The hard part is finding one. BTW, you want the "AS" trigger, instead of the "QA" trigger. Not that the QA is bad as it isn't, but that the AS is a bit better in most people's opinions.


----------



## Bullseye

I've owned a P99 .40 for a long while now. It has and continues to be one of the most reliable semi autos that Ive owned. With the 3 different size back straps for the grip, its a good fit for most any size hand. And honestly the ergonomics cant be beat. POA is right on the mark and the reliability has been perfect with a few thousand rounds down range now, and it still functions flawlessly. The trigger is buttery smooth and breaks crisp and has gotten better with use. I thinks its also one of the nicest looking polymers out there and one of the best kept secrets in the polymer world, but has developed quiet a fan base during its short history. The only issue I've ever had with it and it was my fault is that once I removed the rear sight and the tiny detent spring went shooting out of there and I lost it, but they sent me another at no charge. I highly recommend the AS trigger, but they are getting hard to find. P99's in general are getting hard to find, at least in the Tampa Bay area. Its one that I dont ever imagine getting rid of. I know if I do I'll always regret it. I've been slightly distracted from my P99 lately because of my latest .40 purchase, A Beretta 90-Two .40 pictured under the P99. You can find a lot of info on it here at the Walther forum http://www.waltherforums.com/vb/ and a lot of info on it at Dr. Ken Lundes site here http://www.gunfaqs.org/P99FAQ/index.html


----------



## Aueagle

How much would you expect me to spend to get a new p99?


----------



## nolexforever

i bought my 9MM P99 compact two weeks ago at $660. another shop in st.pete florida had the regular size P99 AS for $670. my guess is that it falls in between the mid price range.

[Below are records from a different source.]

PR #389, opened 2024-09-19
Remove zombie columns from combined data sets 61 and 63

### LINKED ISSUE #388: Remove zombie columnds from combined files
There are two variables that made it into the combined files which do not belong - these were mislabeled in the final files and snuck through tests. Fixing these by removing them in the combined codes. See slack below identifying the issue: 

Looks like in file 63 there is a city column that I missed, the data in it is accurate but clearly it should be not be there. It snuck in via the debt in collections 2021 file.
For state_place, similar thing this is sneaking in with the electoral turnout data. This is a great catch, definitively raises some thoughts for the tests Aaron and I run on the final combined files.

jwalsh28:
Closes #388 

I removed these columns from the raw final data sets in the combined process. These should be taken out of the raw data via the program in the next update round.


awunderground (approved):
Looks good!

jwalsh28:
Closes #389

i agree with the above post. this is probably the best looking polymer pistol and the grip angle is just right. the quality is top notch but its a sleeper brand unlike the glock or springfield XD. the smaller adjustable backstrap [now common on most polymer frames] fits my smaller hand like a charm. and field strip is super easy once u have done it.


----------



## MLB

I've had mine for about 5 years and have never regretted buying it. Mine's an early version AS trigger in .40 cal with the Titanium finish. It's a solid shooter.


----------



## Hal8000

The Walther P99 is by far the nicest 9mm I have ever owned or shot. With the 3 provided back straps you can tune the grip to fit your hand whether it is smallish or largish. Being mostly polymer it is lightweight, yet substantial enough to not have excessive recoil. The slide being tapered on the sides help your eye in sight reacquisition while making snap shots or follow up shots fast and easy. The trigger (AS) copies the traditional DA/SA trigger pull in that you have a long trigger pull for the first shot and very short trigger pulls for the subsequent shots. The trigger is smooth and crisp. I can double tap faster and more accurately with my P99 than any other pistol I have shot. A unique feature overlooked a lot of the time is that the P99 has double strike capabilities. This means if you pull the trigger and it goes "click" you can pull the trigger again without having to shuck a round in the chamber. This may seem to be a menial feature but the US Government thought it was important enough to include it as a requirement when replacing the venerable Colt .45... Ever wonder why Glock was not in the line up?
I have several P99's now with never a bobble out of any of them, so reliability from mine has been 100%. The only other pistol that I have ever owned that I could say that about is my Sig Sauer P226. I prefer the P99 over the 226 for several reasons; the P99 is smaller (even though it carries 1 more round), lighter, faster double taps and fits my hand better. 
The slide on the P99 is tenifer coated, like the Glock so rust is less of a factor than on my Sig too...
The cheap part on the P99 (again, like the Glock) is plastic, although I will admit, I have had no problems with them yet... The sights are adjustable for windage and elevation. The later by replacing the front blade with other provided blade(s) to make the POI fit you.
Over all, the Walther P99 is IMO the most overlooked pistol on the market, not to mention the nicest looking...


----------



## Pistolero

Great gun.


----------



## Donato

Aueagle said:


> How much would you expect me to spend to get a new p99?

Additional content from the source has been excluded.